All lines in the records below with the word "getUsers" must be returned.

******************************

PR #3150, opened 2016-07-06
Don't rely on dir() in docker containers in the Jenkinsfile

emanuelez:
Also, we need to install `hexdump` on our docker images in order to perform the method count.


emanuelez:
@cmelchior @alebsack

cmelchior:
👍

PR #3153, opened 2016-07-07
Fix some issues regarding Jenkinsfile and master

emanuelez:
Handle Bintray credentials and the monitoring of metrics


emanuelez:
Instamerge. The changes can only be tested in master

PR #3158, opened 2016-07-07
Fix metrics collection

emanuelez:


emanuelez:
Instamerge because already tested extensively

PR #3204, opened 2016-07-22
Improve formatting of CHANGELOG.md

dalinaum:


bmunkholm:
The `### Internal` headline is not used correctly as it also lists the very public bugfixes as internal.
There is hardly much value in changing all the old release notes. I would suggest to just update the last one and continue with that style in the future.

dalinaum:
I see. I will close this PR.

PR #5684, opened 2018-01-15
fixes unknown error code

nhachicha:
The ObjectStore is now reportings unrecognized sync error to the binding https://github.com/realm/realm-object-store/commit/d36a7b603c256b9df5e9b3acc4645c770d630a31

Previously `ErrorCode#fromInt` was throwing an exception when it can't map the error to the known ones. This PR fixed this behaviour by logging a warning instead, since the Sync client may report operating system errors ex https://stackoverflow.com/questions/48217332/realm-sync-not-working-after-reconnecting-to-the-internet

### DIFF
--- a/realm/realm-library/src/androidTestObjectServer/java/io/realm/SessionTests.java
+++ b/realm/realm-library/src/androidTestObjectServer/java/io/realm/SessionTests.java
@@ -30,6 +30,7 @@ import java.util.concurrent.atomic.AtomicBoolean;
 import io.realm.entities.StringOnly;
 import io.realm.exceptions.RealmFileException;
 import io.realm.exceptions.RealmMigrationNeededException;
+import io.realm.log.RealmLog;
 import io.realm.objectserver.utils.StringOnlyModule;
 import io.realm.rule.RunInLooperThread;
 import io.realm.rule.RunTestInLooperThread;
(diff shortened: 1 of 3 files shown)


realm/realm-library/src/androidTestObjectServer/java/io/realm/SessionTests.java
```diff
@@ -125,23 +122,20 @@ public void errorHandler_clientResetReported() {
...
-                        String filePathFromError = handler.getOriginalFile().getAbsolutePath();
-                        String filePathFromConfig = session.getConfiguration().getPath();
-                        assertEquals(filePathFromError, filePathFromConfig);
-                        assertFalse(handler.getBackupFile().exists());
-                        assertTrue(handler.getOriginalFile().exists());
-
-                        looperThread.testComplete();
+                .errorHandler((session, error) -> {
+                    if (error.getErrorCode() != ErrorCode.CLIENT_RESET) {
+                        fail("Wrong error " + error.toString());
```
bmunkholm: What's a "Wrong" error? Perhaps "Unexpected"?

bmunkholm: nevermind - it's justs tests... :-)

nhachicha:
@cmelchior true `notifyErrorHandler` should catch the previously exception anyway ... this is will help rule out any side effect, and _confirm_ the issue with `Sync 2.2.9` once the snapshot is released

PR #5685, opened 2018-01-16
Remove deprecated methods

cmelchior:
Remove deprecated query and partial sync methods for 5.0


realm/realm-library/src/main/java/io/realm/Realm.java
```diff
@@ -1698,6 +1700,71 @@ public static boolean compactRealm(RealmConfiguration configuration) {
...
+            @Override
+            public void execute(Realm realm) {
+
+                // Need to manually run a dynamic query here.
+                // TODO Add support for DynamicRealm.executeTransactionAsync()
+                Table table = realm.sharedRealm.getTable("class___ResultSets");
+                TableQuery query = table.where()
+                        .equalTo(new long[]{table.getColumnIndex("name")}, new long[]{NativeObject.NULLPTR}, subscriptionName);
+
+                OsResults result = OsResults.createFromQuery(realm.sharedRealm, query);
```
Zhuinden: Wow I didn't know you could do that 😄

cmelchior: It is also kinda cheating :)

cmelchior:
Ready for review @nhachicha

PR #5700, opened 2018-01-19
Remove getFieldNames from proxy classes

cmelchior:
These are no longer used since we moved to the Object Store schema concept. I found this while working on #5280


cmelchior:
Ready for review @nhachicha

PR #5725, opened 2018-01-29
Fix oneOf() generics

PhilGlass:
This change allows passing an array of non-null values to the various `oneOf()` overloads. Kotlin's arrays are invariant by default, so `Array<T>` is not a subtype of `Array<T?>`.


Zhuinden:
Wasn't this already done in https://github.com/realm/realm-java/pull/5723 ?

PhilGlass:
Oh, nice. Probably should have searched the issues first. 🙈

cmelchior:
Actually, your solution is much better than what I came up with. We should probably use your approach instead of duplicating a bunch of methods which was what I did

PR #5729, opened 2018-01-30
Add support for Object Level Permissions

cmelchior:
Add support for object level permissions for partially synchronized Realms. This PR is still very rough and is mostly here to gather feedback on the public API.

### Public API

**New classes**

In package `io.realm.sync.permissions`. The old permission system lives in `io.realm.permissions`.

* `RealmPermissions`
* `ClassPermissions`
* `Permission` (conflicts with `Permission` from the old permission system :( )
* `Role`
* `User` (overlaps with `SyncUser`)
* `RealmPrivileges` 

**New methods**

```java
// in BaseRealm.java (thus both in Realm/DynamicRealm
RealmPrivileges getPrivileges();
RealmPrivileges getPrivileges(RealmModel obj);
RealmPermissions getPermissions();
RealmResults<Role> getRoles();
RealmResults<User> getUsers();
```

```java
// In Realm.java
RealmPrivileges getPrivileges(Class<? extends RealmModel> clazz); 
ClassPermissions getPermissions(Class<? extends RealmModel> clazz);
```

```java
// In DynamicRealm.java
RealmPrivileges getPrivileges(String className);
ClassPermissions getPermissions(String className);
```

### Examples

```java
// Check for write access for UI purposes
Person person = realm.where(Person.class).equalTo("name", "Jane").findFirst();
if (!realm.getPrivileges(person).canWrite()) {
    showReadOnlyLabel()
}

// Add a new user to a role
realm.getRoles().where("name", "my-role").findFirst().getMembers().add(new User(syncUser.getIdentity()));

// Listen to role changes
RealmResults<Role> roles = realm.getRoles();
roles.addChangeListener((result, changeSet) -> {
   // Something changed
})

// Change the permissions of a class
realm.executeTransactionAsync(r -> {
	ClassPermissions classPermissions = r.getPermissions(Person.class);
	if (classPermissions == null) {
		// ClassPermissions does not exist. It might just be because it is not synchronized yet.
		// Need to create it here which will override any potential server version.
                Permission permissions = new Permission.Builder().allPrivileges().canWrite(false).build();

                // Annoying that ClassPermissions have a String primary key. `createObject` doesn't work well here.
                realm.copyToRealmOrUpdate(new ClassPermissions(Person.class, permissions);
            } else {
		classPermissions.role.getPermissions().setWriteAccess(false);
	}
});

// Setup a Realm with initial permissions. The default is no-permissions
SyncUser syncUser = getUser();
SyncConfiguration config  = new SyncConfiguration(syncUser, url)
    .partialRealm()
    .initialData(realm -> {
        Role role = realm.createObject(Role.class, "my-role");
        role.addMembers().add(new User(user.getIdentity()));
        Permission appPermissions = new Permission.Builder(role).allPrivileges().build();
        realm.createObject(RealmPermissions.class).getPermissions().add(appPermissions)
     })
    .build()

// Change the permissions for a class
// Quite a lot of safe guards is needed to guard against data missing :(
realm.executeTransactionAsync(r -> {
    ClassPermissions classPermissions = r.getPermissions(Person.class);
    if (classPermissions == null) {
        // Annoying that ClassPermissions have a String primary key. `createObject` doesn't work well here.
        classPermissions = realm.copyToRealm(new ClassPermissions(Person.class));
    }

    Permission perm = classPermissions.getPermissions().where()
        .equalTo("name", "my-role")
        .findFirst();
    if (perm == null) {
        // Create default Role and Permission if not existing
        Role role = realm.getRoles().where().equalTo("name", "my-role").findFirst();
        if (role == null) {
            role = realm.copyToRealm(new Role("my-role", new User(syncUser.getIdentity())));
        }
        perm = new Permission.Builder(role).allPrivileges().build();
    }
    
    // Modify permissions for the particular class
    perm.setCanRead(false);
});
```

**Concerns**

* Multiple permission concepts that overlap in naming? How to resolve? How quickly is old system deprecated? 
* Handling missing data is cumbersome? Any way to make it easier?
* RealmPermissions is a singleton object. ObjectStore should probably create this object?

TODO:
- [ ] Determine naming / package of classes: Especially `Permission` (which conflict with `io.realm.permissions.Permission`, `User` (which conflict with `SyncUser`) and `Role`.
- [ ] Should `getPrivileges()` (overloaded), be split into `realm.getRealmPrivileges(), realm.getClassPrivileges(MyClass.class), realm.getObjectPrivileges(myObj)`
- [ ] Should `getPermissions` be split into `realm.getRealmPermissions(), realm.getClassPermissions`?
- [ ] Should we add a `getPrivileges()` method directly on `RealmObject`?
- [ ] Determine the exact methods/constructors for `Permission.Builder`, especially around no/all.
- Should we have async variants of `getPermissions()/getRoles/getUsers`?
- [ ] Creating `ClassPermissions` requires copyToRealm/insert as the primary key is the String based name for the model class, which is not easy to get to so `createObject` cannot be used easily. Is this a problem?
- [ ] Judging from examples above we need a bunch of helper constructors 
-  [x] Depend on the proper version of Sync
- [ ] Upgrade ROS
- [ ] Depend on a proper version of Object Store
- [ ] Tests, tests, tests


Zhuinden:
`role = realm.copyFromRealm(new Role("my-role", new User(syncUser.getIdentity())));`

copy FROM realm?

nhachicha:
I have read the design document as well as the sync PR & OS PR, my feeling is that the current Java proposal seems too low level, it has the correct mapping to Sync & OS concepts (Permission, User ClassPermission etc) but it doesn't mean we need to expose this low-level API to the user, as I find it a bit challenging to grasp.

What I suggest is to start from the use case point of view, we need basically two things: 

1. **Know** privileges 
1. **Modify** privileges 

### Know privileges 

Permissions are set for different levels: Realm, Class (type) and Object(row), we need a symmetric API that allows you to query for privileges in a consistent way, example
```Java
RealmPrivileges p = Privileges.of(realm);
RealmPrivileges p = Privileges.of(realm, class);
RealmPrivileges p = Privileges.of(managedObj);
```

### Modifying privileges

Permission table is the cornerstone of this scenario, we should articulate the API around it.

```Java
Permissions.add(privileges).to(realm).with("role").forUser("userId");
Permissions.add(privileges).to(realm, class).with("role").forUser("userId");
Permissions.add(privileges).to(managedObj).with("role").forUser("userId");
```
The `privileges` in this case is an `EnumSet`, we can also use it as a bit mask, to modify the existing permission in order to give `read` priviledge to a user. This could be done by setting the bit to `1` and then perform an `OR` to keep whatever existing privileges the user had before.

_Note: to remove a privilege, reverse a process by setting the bit to `0`, then perform an `AND` to keep the existing privileges but remove the selected one._

#### Roles

We can imagine a similar API based on the concept we want to interact with (here `Role`), then make it the focal point of the API.
```Java
Roles.add("user_id").to("role").in(realm);
Roles.del("user_id").to("role").in(realm);
```

Internally all these new APIs (`Privileges`, `Permissions` and `Roles`) uses the underlining concept defined in the ObjectStore, i.e have access to the `PermissionCache` perform the CRUD on the Permission Schema tables (_Permission, PermissionUser, PermissionClass, PermissionRole_).

They exist merely to simplify the API to the user and hide the internals 

*Disclaimer:* 
This proposal doesn't cover all the use cases, but it gives a direction about where we should be heading in terms of API design.

simonask:
@nhachicha Note that the underlying implementation no longer uses bitsets to denote privileges, but rather columns of booleans. Of course you are free to do so at the API level if that is more ergonomic for you. :-)

realm/realm-library/src/main/java/io/realm/BaseRealm.java
```diff
@@ -492,6 +497,54 @@ public long getVersion() {
...
+
+    /**
+     * Returns all {@link Role} objects available in this Realm. Attach a change listener
+     * using {@link Role#addChangeListener(RealmChangeListener)} to be notified about
+     * any future changes.
+     *
+     * @return all roles available in the current Realm.
+     */
+    @Beta
+    abstract public RealmResults<Role> getRoles();
```
nhachicha: should we add similar method for `Class` & `Object`

realm/realm-library/src/main/java/io/realm/BaseRealm.java
```diff
@@ -492,6 +497,54 @@ public long getVersion() {
...
+
+    /**
+     * Returns all {@link User} objects available in this Realm. Attach a change listener
+     * using {@link User#addChangeListener(RealmChangeListener)} to be notified about
+     * any future changes.
+     *
+     * @return all roles available in the current Realm.
+     */
+    @Beta
+    abstract public RealmResults<User> getUsers();
```
nhachicha: I suggest we work only with "user_id" as a string, this eliminates the need for the conflicting `User` class, 
example
```Java
realm.getRoles().where("name", "my-role").findFirst().getMembers().add(new User(syncUser.getIdentity()));
```
becomes 
```Java
realm.getRoles().where("name", "my-role").findFirst().getMembers().add(syncUser.getIdentity());
```

realm/realm-library/src/objectServer/java/io/realm/sync/permissions/RealmPrivileges.java
```diff
@@ -0,0 +1,118 @@
...
+import io.realm.RealmModel;
+import io.realm.internal.ManagableObject;
+
+/**
+ * FIXME: Javadoc
+ * Thread confined object representing the current level of access to either the Realm, Class
+ * or individual objects.
+ *
+ */
+public class RealmPrivileges implements ManagableObject {
```
nhachicha: this needs a `shared_realm` pointer so we can delegate to the ObjectStore method https://github.com/realm/realm-object-store/commit/c80348445d7e355ba385d2119952020df03d16af#diff-4d344943bb20e4505258929b6f4707f3R318

realm/realm-library/src/main/java/io/realm/BaseRealm.java
```diff
@@ -540,16 +539,16 @@ public long getVersion() {
...
+//    /**
+//     * Returns all users (i.e {@link SyncUser#identity}) available in this Realm. Attach a change listener
+//     * using {@link RealmResults#addChangeListener(RealmChangeListener)} to be notified about
+//     * any future changes.
+//     *
+//     * @return all roles available in the current Realm.
+//     */
+//    @Beta
+//    @ObjectServer
+//    abstract public RealmResults<String> getPermissionUsers();
```
Zhuinden: `RealmResults<String>`? Subtable queries are coming? 😮

realm/realm-library/src/main/java/io/realm/sync/permissions/Role.java
```diff
@@ -59,12 +60,35 @@ public String getName() {
...
+                Role role = realm.where(Role.class).equalTo("name", name).findFirst();
+                if (user != null && role != null) {
+                    role.members.remove(user);
+                }
+            }
+        });
+    }
+
+
+    // Relatively small list, it should be ok to query from main
```
Zhuinden: Memeber

realm/realm-library/src/objectServer/java/io/realm/internal/sync/permissions/ObjectPermissionsModule.java
```diff
@@ -4,15 +4,15 @@
...
 import io.realm.sync.permissions.RealmPermissions;
+import io.realm.sync.permissions.PermissionUser;
 import io.realm.sync.permissions.Role;
-import io.realm.sync.permissions.User;
 
 @RealmModule(library = true, classes = {
         ClassPermissions.class,
         RealmPermission.class,
         RealmPermissions.class,
         Role.class,
```
Zhuinden: Makes me wonder why Role is still `Role` if `User` is now `PermissionUser` 😛

realm/realm-library/src/main/java/io/realm/BaseRealm.java
cmelchior: Not yet unfortunately.

realm/realm-library/src/main/java/io/realm/sync/permissions/Role.java
```diff
@@ -60,35 +60,40 @@ public String getName() {
         return name;
     }
 
+    /**
+     * Adds a member to this Role. Must be done from within a write transaction.
```
Zhuinden: :+1:

nhachicha:
@cmelchior last commit has an issue with `:realm-library:kaptGenerateStubsObjectServerDebugAndroidTestKotlin` task, it fails with
```
Caused by: java.lang.NullPointerException: Class RealmPermission was not found
        at io.realm.processor.ClassCollection.getClassFromSimpleName(ClassCollection.java:50)
        at io.realm.processor.RealmProxyClassGenerator.emitCreateExpectedObjectSchemaInfo(RealmProxyClassGenerator.java:755)
        at io.realm.processor.RealmProxyClassGenerator.generate(RealmProxyClassGenerator.java:147)
        at io.realm.processor.RealmProcessor.createProxyClassFiles(RealmProcessor.java:247)
        at io.realm.processor.RealmProcessor.process(RealmProcessor.java:169)
        at com.sun.tools.javac.processing.JavacProcessingEnvironment.callProcessor(JavacProcessingEnvironment.java:794)
```
can it be realted to the new internal naming change?

cmelchior:
Something doesn't look right at least. Because the internal name there should be `__Permission`. I suspect this is fixed with https://github.com/realm/realm-java/pull/5737

realm/realm-annotations-processor/src/test/resources/io/realm/some_test_AllTypesRealmProxy.java
```diff
@@ -868,6 +868,10 @@ public static String getSimpleClassName() {
         return "AllTypes";
     }
 
+    public static final class ClassNameHelper {
```
nhachicha: why using an inner class can't you store it/access using a static field only instead?

realm/realm-library/src/main/java/io/realm/internal/ObjectServerFacade.java
```diff
@@ -119,4 +120,9 @@ public boolean wasDownloadInterrupted(Throwable throwable) {
     public boolean isPartialRealm(RealmConfiguration configuration) {
         return false;
     }
+
+    public void addSupportForObjectLevelPermissions(RealmConfiguration.Builder builder) {
+        builder.addModule(new ObjectPermissionsModule());
+        // Do nothing
```
nhachicha: remove

cmelchior:
Ready for review. Tests parse locally.
A lof changes in the one, sorry :(, but most are test related. Also a lof the Javadoc for `canRead/canCreate/etc.` are copied around so should be safe to only review in one place.

realm/realm-library/src/main/java/io/realm/sync/permissions/Permission.java
```diff
@@ -0,0 +1,562 @@
...
+         *
+         * <ol>
+         *     <li>
+         *         <b>Realm:</b>
+         *         The role is allowed to read all objects from the Realm. If {@code false}, the
+         *         Realm will appear completely empty to the role, effectively making it inaccessible.
+         *     </li>
+         *     <li>
+         *         <b>Class:</b>
+         *         The role is allowed to read the objects of this type and all referenced objects.
```
simonask: "All referenced objects" are visible even if `canRead` is false for the class of those objects.

realm/realm-library/src/main/java/io/realm/sync/permissions/Permission.java
```diff
@@ -0,0 +1,562 @@
...
+            return this;
+        }
+
+        /**
+         * Defines if this role can update the given resource or not.
+         *
+         * <ol>
+         *     <li>
+         *         <b>Realm:</b>
+         *         Not applicable.
```
simonask: `canUpdate` is very applicable to the Realm. It determines whether any writes will be accepted at all!

realm/realm-library/src/main/java/io/realm/sync/permissions/Permission.java
```diff
@@ -0,0 +1,562 @@
...
+         *     </li>
+         *     <li>
+         *         <b>Class:</b>
+         *         Not applicable.
```
simonask: Also very applicable to the class. It determines whether any object is modifiable in that class!

realm/realm-library/src/main/java/io/realm/sync/permissions/Permission.java
```diff
@@ -0,0 +1,562 @@
...
+         * Defines if this role can delete the given resource or not.
+         *
+         * <ol>
+         *     <li>
+         *         <b>Realm:</b>
+         *         Not applicable.
+         *     </li>
+         *     <li>
+         *         <b>Class:</b>
+         *         Not applicable.
```
simonask: Theoretically applicable, since it determines whether the user can remove the class from the Realm. But in practice not applicable because destructive schema changes are disallowed.

realm/realm-library/src/main/java/io/realm/sync/permissions/Permission.java
```diff
@@ -0,0 +1,562 @@
...
+            return this;
+        }
+
+        /**
+         * Defines if this role can delete the given resource or not.
+         *
+         * <ol>
+         *     <li>
+         *         <b>Realm:</b>
+         *         Not applicable.
```
simonask: In the future, it may denote whether the user can delete the Realm file on the server.

realm/realm-library/src/main/java/io/realm/sync/permissions/Permission.java
```diff
@@ -0,0 +1,562 @@
...
+         *     </li>
+         *     <li>
+         *         <b>Class:</b>
+         *         Not applicable.
+         *     </li>
+         *     <li>
+         *         <b>Object:</b>
+         *         If {@code true}, the role is allowed to update properties on the object, but not
+         *         set or change permissions.
```
simonask: This is wrong. If true, the user can delete the object.

realm/realm-library/src/main/java/io/realm/sync/permissions/Permission.java
```diff
@@ -0,0 +1,562 @@
...
+         *
+         * @param canDelete {@code true} if the role is allowed to delete this resource, {@code false} if not.
+         */
+        public Builder canDelete(boolean canDelete) {
+            this.canDelete = canDelete;
+            return this;
+        }
+
+        /**
+         * Defines if this role is allowed to change permissions on the given resource.
```
simonask: Maybe add a note about the fact that users can only give permissions to others at or below their own level of permissions.

realm/realm-library/src/main/java/io/realm/sync/permissions/Permission.java
```diff
@@ -0,0 +1,562 @@
...
+        return canRead;
+    }
+
+    /**
+     * Defines if this role can read from given resource or not.
+     *
+     * <ol>
+     *     <li>
+     *         <b>Realm:</b>
+     *         The role is allowed to read all objects from the Realm. If {@code false}, the
```
simonask: Not "all objects", but any object at all. If `canRead` is false, nothing is visible. If it is true, everything in the Realm may still happen to be inaccessible to that user.

`canRead` doesn't determine whether you can read everything, but determines whether you can read anything at all.

realm/realm-library/src/main/java/io/realm/sync/permissions/RealmPermissions.java
```diff
@@ -0,0 +1,52 @@
...
+    private int id = 0; // Singleton object for the Realm file
+    private RealmList<Permission> permissions = new RealmList<>();
+
+    public RealmPermissions() {
+        // Required by Realm
+    }
+
+    /**
+     * Returns all Realm level permissions. This is the default set of permissions if not
+     * otherwise defined by {@link ClassPermissions} and Object level permissions.
```
simonask: No, Realm-level permissions are not applied as default permissions in any sense.

realm/realm-library/src/main/java/io/realm/sync/permissions/RealmPrivileges.java
```diff
@@ -0,0 +1,271 @@
...
+        this.canRead = (privileges & (1 << 0)) != 0;
+        this.canUpdate = (privileges & (1 << 1)) != 0;
+        this.canDelete = (privileges & (1 << 2)) != 0;
+        this.canSetPermissions = (privileges & (1 << 3)) != 0;
+        this.canQuery = (privileges & (1 << 4)) != 0;
+        this.canCreate = (privileges & (1 << 5)) != 0;
+        this.canModifySchema = (privileges & (1 << 6)) != 0;
+    }
+
+    /**
```
simonask: Doc comments in this file seem copy-pasted — I won't repeat the review feedback here, but the same comments apply. :)

realm/realm-library/src/syncIntegrationTest/java/io/realm/PermissionManagerTests.java
```diff
@@ -54,6 +55,7 @@
 import static org.junit.Assert.fail;
 
 @RunWith(AndroidJUnit4.class)
+@Ignore // FIXME: Temporary disable unit tests due to lates (3.0.0-alpha.2) ROS having issues
```
simonask: Probably shouldn't be committed, I'm guessing?

realm/realm-library/src/main/java/io/realm/sync/permissions/Permission.java
```diff
@@ -0,0 +1,562 @@
...
+import io.realm.annotations.RealmClass;
+import io.realm.internal.annotations.ObjectServer;
+
+/**
+ * This class encapsulates the privileges granted a given {@link Role}. These privileges can be
+ * applied to either the entire Realm, Classes or individual objects.
+ * <p>
+ * If no privileges are defined for an individual object, the values for {@link ClassPermissions}
+ * will be inherited, if no values are defined there, the ones from {@link RealmPermissions} will
+ * be used. If no values can be found there, no privileges are granted.
```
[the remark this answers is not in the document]
cmelchior: How would you describe it then? I assume the issue is that the high-level privileges might map to other low-level privileges? But not sure how to describe that accurately

realm/realm-library/src/main/java/io/realm/sync/permissions/Permission.java
cmelchior: The cheat sheet said `N/A`. Can you check if it is correct now: https://docs.google.com/document/d/1E5W3sQMfWa_wjvG2u43IDsBpeTbhi3g_wrIV9eCKRjc/edit#

realm/realm-library/src/main/java/io/realm/sync/permissions/Permission.java
cmelchior: I'll rather leave it as N/A for now. No reason to complicate things with possible future enhancements.

realm/realm-library/src/main/java/io/realm/sync/permissions/Permission.java
cmelchior: Same as above.

realm/realm-library/src/syncIntegrationTest/java/io/realm/PermissionManagerTests.java
cmelchior: Actually, this is intentional to unblock CI, but we probably shouldn't release anything until we determined what is causing this.

realm/realm-library/src/main/java/io/realm/sync/permissions/Permission.java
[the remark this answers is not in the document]
simonask: They don't commute at all. You can't change objects in any way (Update, Delete, SetPermissions, etc.) in a Realm that you don't have Update permissions to change. The individual privilege type does not "trickle down". This would quickly create some nonsensical situations that would make things hard to model.

realm/realm-library/src/main/java/io/realm/sync/permissions/Permission.java
simonask: I have updated the cheat sheet. :)

nhachicha:
@cmelchior I think we still have two issues with the custom naming feature

1- Currently adding a module that includes `Permission` class will break the annotation processor 
```Java
@RealmModule(classes = {PermissionObject.class, Permission.class})
public class OLPermissionModule {
}

SyncConfiguration syncConfig = configurationFactory
                        .createSyncConfigurationBuilder(user_0, Constants.GLOBAL_REALM)
                        .modules(new OLPermissionModule())
                        .partialRealm().build();
         
```

will break with 

```
error: Permission could not be added to the module. Only classes extending RealmObject or implementing RealmModel, which are part of this project, can be added.

```

2- Similarly using `schema` to specify the classes you want to include as part of the configuration will also break

```Java
.schema(Permission.class, PermissionObject.class);// I made schema public for the sake of the example
```
will fail with 
```
02-10 17:48:00.297 29703 29771 I TestRunner: failed: syncPartialPermissionSet(io.realm.objectserver.ObjectLevelPermissionIntegrationTests)
02-10 17:48:00.297 29703 29771 I TestRunner: ----- begin exception -----
02-10 17:48:00.299 29703 29771 I TestRunner: java.lang.IllegalStateException: Schema validation failed due to the following errors:
02-10 17:48:00.299 29703 29771 I TestRunner: - Property 'PermissionObject.permissions' of type 'array' has unknown object type '__Permission'
02-10 17:48:00.299 29703 29771 I TestRunner: 	at io.realm.internal.OsSharedRealm.nativeGetSharedRealm(Native Method)
02-10 17:48:00.299 29703 29771 I TestRunner: 	at io.realm.internal.OsSharedRealm.<init>(OsSharedRealm.java:171)

```

nhachicha:
@cmelchior is the code in OS tracking this branch `tg/object-level-permissions`? it has a slightly different logic for `create_default_permissions` compared to the current commit.

Zhuinden:
@nhachicha there is a good chance that if `Permission` class comes in from `realm-android` library then Realm-Android must expose `Permission` class with a `@RealmModule(library = true, allClasses = false)`

cmelchior:
@nhachicha Are you making that module in the unit tests or in the sample project. If you are doing it in the sample project it will not work as `schema()` is just filtering the default module, so does not know `Permission` which comes from the library. If that is the case it would look like this: `modules(new ObjectPermissionsModule(), Realm.getDefaultModule())`

The OS branch in this PR is probably a little behind. I'll update it.

nhachicha:
@cmelchior @Zhuinden this module is intended to be used within the `syncIntegrationTest`, 
`Permission` should be part of the default module and thus filterable with `schema`

realm/realm-library/src/main/java/io/realm/internal/OsCollectionChangeSet.java
```diff
@@ -140,7 +151,9 @@ public boolean isFirstAsyncCallback() {
      * Returns {@code true} if this changeset is empty, and doesn't contain any relevant changes.
      */
     public boolean isEmpty() {
-        return nativeIsEmpty(nativePtr);
+        // Since this wrap a Object Store changeset, it will always contains changes if an
+        // Object Store changeset exists.
+        return nativePtr == 0;
```
Zhuinden: Is it guaranteed that object store change set cannot be `delete`d without us knowing?

cmelchior: Yes, because we create a copy with the changeset here: https://github.com/realm/realm-java/blob/master/realm/realm-library/src/main/cpp/observable_collection_wrapper.hpp#L89

And that is only deleted when the finalizer is called.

******************************

▶ **Task output**:
RealmResults<User> getUsers();
- Should we have async variants of `getPermissions()/getRoles/getUsers`?
+    abstract public RealmResults<User> getUsers();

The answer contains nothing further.